[REQUIRED ACTION] Reproduce all of the entries below exactly, without a single change.

[Data extracted from a collection]
== Segment start ==

PR #945, opened 2024-08-14
[YUNIKORN-2803] Use FitIn for node check

manirajv06:
### What is this PR for?
Use FitIn instead of FitInMaxUndef to know whether ask fits in node or not.

### What type of PR is it?
* [ ] - Improvement

### Todos
* [ ] - Task

### What is the Jira issue?
https://issues.apache.org/jira/browse/YUNIKORN-2803

### Questions:

### DIFF
--- a/pkg/scheduler/objects/preemption.go
+++ b/pkg/scheduler/objects/preemption.go
@@ -213,7 +213,6 @@ func (p *Preemptor) checkPreemptionQueueGuarantees() bool {
 //nolint:funlen
 func (p *Preemptor) calculateVictimsByNode(nodeAvailable *resources.Resource, potentialVictims []*Allocation) (int, []*Allocation) {
 	nodeCurrentAvailable := nodeAvailable.Clone()
-	allocationsByQueueSnap := p.duplicateQueueSnapshots()
 
 	// Initial check: Will allocation fit on node without preemption? This is possible if preemption was triggered due
 	// to queue limits and not node resource limits.
@@ -222,6 +221,7 @@ func (p *Preemptor) calculateVictimsByNode(nodeAvailable *resources.Resource, po
 		return -1, make([]*Allocation, 0)
 	}
 
+	allocationsByQueueSnap := p.duplicateQueueSnapshots()
 	// get the current queue snapshot
 	askQueue, ok := allocationsByQueueSnap[p.queuePath]
 	if !ok {
--- a/pkg/scheduler/objects/preemption.go
+++ b/pkg/scheduler/objects/preemption.go
@@ -326,7 +326,7 @@ func (p *Preemptor) calculateVictimsByNode(nodeAvailable *resources.Resource, po
 					// removing task does not violate queue constraints, adjust queue and node
 					nodeCurrentAvailable.AddTo(victim.GetAllocatedResource())
 					// check if ask now fits and we haven't had this happen before
-					if nodeCurrentAvailable.FitInMaxUndef(p.ask.GetAllocatedResource()) && index < 0 {
+					if nodeCurrentAvailable.FitIn(p.ask.GetAllocatedResource()) && index < 0 {
 						index = len(results)
 					}
 					// add victim to results


pkg/scheduler/objects/preemption.go
```diff
@@ -326,7 +326,7 @@ func (p *Preemptor) calculateVictimsByNode(nodeAvailable *resources.Resource, po
 					// removing task does not violate queue constraints, adjust queue and node
 					nodeCurrentAvailable.AddTo(victim.GetAllocatedResource())
 					// check if ask now fits and we haven't had this happen before
-					if nodeCurrentAvailable.FitInMaxUndef(p.ask.GetAllocatedResource()) && index < 0 {
+					if nodeCurrentAvailable.FitIn(p.ask.GetAllocatedResource()) && index < 0 {
 						index = len(results)
 					}
```
pbacsko, line 331: Can we add a test case for this? I'm worried that such small things can change and we have no corresponding test which tells us if there's something wrong.

wilfred-s:
I am wondering why we never filter the nodes to start with: if the allocation asks for a resource type not registered by the node. Or if the node is too small for the allocation. We should remove the node if the allocation does not fit the capacity to start with. 
We do some filtering in the `initWorkingState()` call but we do not check that. If we have that check there will be no impact of the change from `FitiIMaxUndef()` to `FitIn()`.

BTW: we have an optimisation around the start of `calculateVictimsByNode()` we need to make. Creating the copy of the queue snapshot (Line 216) should not happen until after we checked the node should be looked at (Line 223) Currently we duplicate objects and then check. Which drops all the work and just costs CPU, memory and GC if we do not consider the node.

manirajv06:
> I am wondering why we never filter the nodes to start with: if the allocation asks for a resource type not registered by the node. Or if the node is too small for the allocation. We should remove the node if the allocation does not fit the capacity to start with. We do some filtering in the `initWorkingState()` call but we do not check that. If we have that check there will be no impact of the change from `FitiIMaxUndef()` to `FitIn()`.
> 

Reason for not doing the check in `initWorkingState` method is to consider that node for further steps and to avoid elimination then and there. Though fitIn check fails bit later in `calculateVictimsByNode()`, returning empty allocations list for that specific node makes it to pass through further steps. One important step among them is to running normal predicate checks to ensure node doesn't have any predicate failures. So, moving the check bit higher up in the hierarchy would eliminate the node which is something we don't want to do.

BTW, only allocations (victims) sorting between those two methods, which we won't happen anyway for this node as there are no allocations (victims). Hence, there is not much difference form performance perspective.

Since FitIn() check happens in `calculateVictimsByNode()` happens in the beginning stage as discussed above, doing the same again should not have any impact.

> BTW: we have an optimisation around the start of `calculateVictimsByNode()` we need to make. Creating the copy of the queue snapshot (Line 216) should not happen until after we checked the node should be looked at (Line 223) Currently we duplicate objects and then check. Which drops all the work and just costs CPU, memory and GC if we do not consider the node.

Taken care.

wilfred-s:
> Reason for not doing the check in initWorkingState method is to consider that node for further steps and to avoid elimination then and there. Though fitIn check fails bit later in calculateVictimsByNode(), returning empty allocations list for that specific node makes it to pass through further steps. One important step among them is to running normal predicate checks to ensure node doesn't have any predicate failures. So, moving the check bit higher up in the hierarchy would eliminate the node which is something we don't want to do.

The difference in the check that I am looking at adding is that I want to compare the size of the `ask.GetAllocatedResource()` against the capacity of the node. Not the available size. If the allocation is larger than the node has registered we can never place the allocation on that node. We might as well skip that node completely.
```
ask = {memory: 192G, vcore: 4000}
node capacity = {memory: 128G, vcore: 32000}
```
Even if I kill all allocations on that node 256G will not fit on a 128G node. That means in the end `calculateVictimsByNode()` returns a nil list as the last check to see if the allocation fits will never trigger (part of walking over the victim list and increasing available resources on the node. The `FitInMaxUndef` we are now changing..
Same if I have resources like GPU etc. We should not look a the node if the ask needs GPU and the node does not have.

pkg/scheduler/objects/preemption.go
wilfred-s: I am happy to do this without a test. We looked at adding a test but we need to rip apart processing too much to be able to check the return value of the method we are changing. The result of `calculateVictimsByNode` gets hidden too much to be easily accessible. The setup required for testing the function directly is not straight forward and fragile.

wilfred-s (approved):
LGTM, please file a follow up jira for the node filtering in the `initWorkingState` call

manirajv06:
> 
> The difference in the check that I am looking at adding is that I want to compare the size of the `ask.GetAllocatedResource()` against the capacity of the node. Not the available size. If the allocation is larger than the node has registered we can never place the allocation on that node. We might as well skip that node completely.
> 
> ```
> ask = {memory: 192G, vcore: 4000}
> node capacity = {memory: 128G, vcore: 32000}
> ```
> 
> Even if I kill all allocations on that node 256G will not fit on a 128G node. That means in the end `calculateVictimsByNode()` returns a nil list as the last check to see if the allocation fits will never trigger (part of walking over the victim list and increasing available resources on the node. The `FitInMaxUndef` we are now changing.. Same if I have resources like GPU etc. We should not look a the node if the ask needs GPU and the node does not have.

Filed a new [jira](https://issues.apache.org/jira/browse/YUNIKORN-2820) to track the same.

== Segment end ==

[ANSWER FOR THE TASK]
PR #945, opened 2024-08-14
[YUNIKORN-2803] Use FitIn for node check

manirajv06:
### What is this PR for?
Use FitIn instead of FitInMaxUndef to know whether ask fits in node or not.

### What type of PR is it?
* [ ] - Improvement

### Todos
* [ ] - Task

### What is the Jira issue?
https://issues.apache.org/jira/browse/YUNIKORN-2803

### Questions:

### DIFF
--- a/pkg/scheduler/objects/preemption.go
+++ b/pkg/scheduler/objects/preemption.go
@@ -213,7 +213,6 @@ func (p *Preemptor) checkPreemptionQueueGuarantees() bool {
 //nolint:funlen
 func (p *Preemptor) calculateVictimsByNode(nodeAvailable *resources.Resource, potentialVictims []*Allocation) (int, []*Allocation) {
 	nodeCurrentAvailable := nodeAvailable.Clone()
-	allocationsByQueueSnap := p.duplicateQueueSnapshots()
 
 	// Initial check: Will allocation fit on node without preemption? This is possible if preemption was triggered due
 	// to queue limits and not node resource limits.
@@ -222,6 +221,7 @@ func (p *Preemptor) calculateVictimsByNode(nodeAvailable *resources.Resource, po
 		return -1, make([]*Allocation, 0)
 	}
 
+	allocationsByQueueSnap := p.duplicateQueueSnapshots()
 	// get the current queue snapshot
 	askQueue, ok := allocationsByQueueSnap[p.queuePath]
 	if !ok {
--- a/pkg/scheduler/objects/preemption.go
+++ b/pkg/scheduler/objects/preemption.go
@@ -326,7 +326,7 @@ func (p *Preemptor) calculateVictimsByNode(nodeAvailable *resources.Resource, po
 					// removing task does not violate queue constraints, adjust queue and node
 					nodeCurrentAvailable.AddTo(victim.GetAllocatedResource())
 					// check if ask now fits and we haven't had this happen before
-					if nodeCurrentAvailable.FitInMaxUndef(p.ask.GetAllocatedResource()) && index < 0 {
+					if nodeCurrentAvailable.FitIn(p.ask.GetAllocatedResource()) && index < 0 {
 						index = len(results)
 					}
 					// add victim to results


pkg/scheduler/objects/preemption.go
```diff
@@ -326,7 +326,7 @@ func (p *Preemptor) calculateVictimsByNode(nodeAvailable *resources.Resource, po
 					// removing task does not violate queue constraints, adjust queue and node
 					nodeCurrentAvailable.AddTo(victim.GetAllocatedResource())
 					// check if ask now fits and we haven't had this happen before
-					if nodeCurrentAvailable.FitInMaxUndef(p.ask.GetAllocatedResource()) && index < 0 {
+					if nodeCurrentAvailable.FitIn(p.ask.GetAllocatedResource()) && index < 0 {
 						index = len(results)
 					}
```
pbacsko, line 331: Can we add a test case for this? I'm worried that such small things can change and we have no corresponding test which tells us if there's something wrong.

wilfred-s:
I am wondering why we never filter the nodes to start with: if the allocation asks for a resource type not registered by the node. Or if the node is too small for the allocation. We should remove the node if the allocation does not fit the capacity to start with. 
We do some filtering in the `initWorkingState()` call but we do not check that. If we have that check there will be no impact of the change from `FitiIMaxUndef()` to `FitIn()`.

BTW: we have an optimisation around the start of `calculateVictimsByNode()` we need to make. Creating the copy of the queue snapshot (Line 216) should not happen until after we checked the node should be looked at (Line 223) Currently we duplicate objects and then check. Which drops all the work and just costs CPU, memory and GC if we do not consider the node.

manirajv06:
> I am wondering why we never filter the nodes to start with: if the allocation asks for a resource type not registered by the node. Or if the node is too small for the allocation. We should remove the node if the allocation does not fit the capacity to start with. We do some filtering in the `initWorkingState()` call but we do not check that. If we have that check there will be no impact of the change from `FitiIMaxUndef()` to `FitIn()`.
> 

Reason for not doing the check in `initWorkingState` method is to consider that node for further steps and to avoid elimination then and there. Though fitIn check fails bit later in `calculateVictimsByNode()`, returning empty allocations list for that specific node makes it to pass through further steps. One important step among them is to running normal predicate checks to ensure node doesn't have any predicate failures. So, moving the check bit higher up in the hierarchy would eliminate the node which is something we don't want to do.

BTW, only allocations (victims) sorting between those two methods, which we won't happen anyway for this node as there are no allocations (victims). Hence, there is not much difference form performance perspective.

Since FitIn() check happens in `calculateVictimsByNode()` happens in the beginning stage as discussed above, doing the same again should not have any impact.

> BTW: we have an optimisation around the start of `calculateVictimsByNode()` we need to make. Creating the copy of the queue snapshot (Line 216) should not happen until after we checked the node should be looked at (Line 223) Currently we duplicate objects and then check. Which drops all the work and just costs CPU, memory and GC if we do not consider the node.

Taken care.

wilfred-s:
> Reason for not doing the check in initWorkingState method is to consider that node for further steps and to avoid elimination then and there. Though fitIn check fails bit later in calculateVictimsByNode(), returning empty allocations list for that specific node makes it to pass through further steps. One important step among them is to running normal predicate checks to ensure node doesn't have any predicate failures. So, moving the check bit higher up in the hierarchy would eliminate the node which is something we don't want to do.

The difference in the check that I am looking at adding is that I want to compare the size of the `ask.GetAllocatedResource()` against the capacity of the node. Not the available size. If the allocation is larger than the node has registered we can never place the allocation on that node. We might as well skip that node completely.
```
ask = {memory: 192G, vcore: 4000}
node capacity = {memory: 128G, vcore: 32000}
```
Even if I kill all allocations on that node 256G will not fit on a 128G node. That means in the end `calculateVictimsByNode()` returns a nil list as the last check to see if the allocation fits will never trigger (part of walking over the victim list and increasing available resources on the node. The `FitInMaxUndef` we are now changing..
Same if I have resources like GPU etc. We should not look a the node if the ask needs GPU and the node does not have.

pkg/scheduler/objects/preemption.go
wilfred-s: I am happy to do this without a test. We looked at adding a test but we need to rip apart processing too much to be able to check the return value of the method we are changing. The result of `calculateVictimsByNode` gets hidden too much to be easily accessible. The setup required for testing the function directly is not straight forward and fragile.

wilfred-s (approved):
LGTM, please file a follow up jira for the node filtering in the `initWorkingState` call

manirajv06:
> 
> The difference in the check that I am looking at adding is that I want to compare the size of the `ask.GetAllocatedResource()` against the capacity of the node. Not the available size. If the allocation is larger than the node has registered we can never place the allocation on that node. We might as well skip that node completely.
> 
> ```
> ask = {memory: 192G, vcore: 4000}
> node capacity = {memory: 128G, vcore: 32000}
> ```
> 
> Even if I kill all allocations on that node 256G will not fit on a 128G node. That means in the end `calculateVictimsByNode()` returns a nil list as the last check to see if the allocation fits will never trigger (part of walking over the victim list and increasing available resources on the node. The `FitInMaxUndef` we are now changing.. Same if I have resources like GPU etc. We should not look a the node if the ask needs GPU and the node does not have.

Filed a new [jira](https://issues.apache.org/jira/browse/YUNIKORN-2820) to track the same.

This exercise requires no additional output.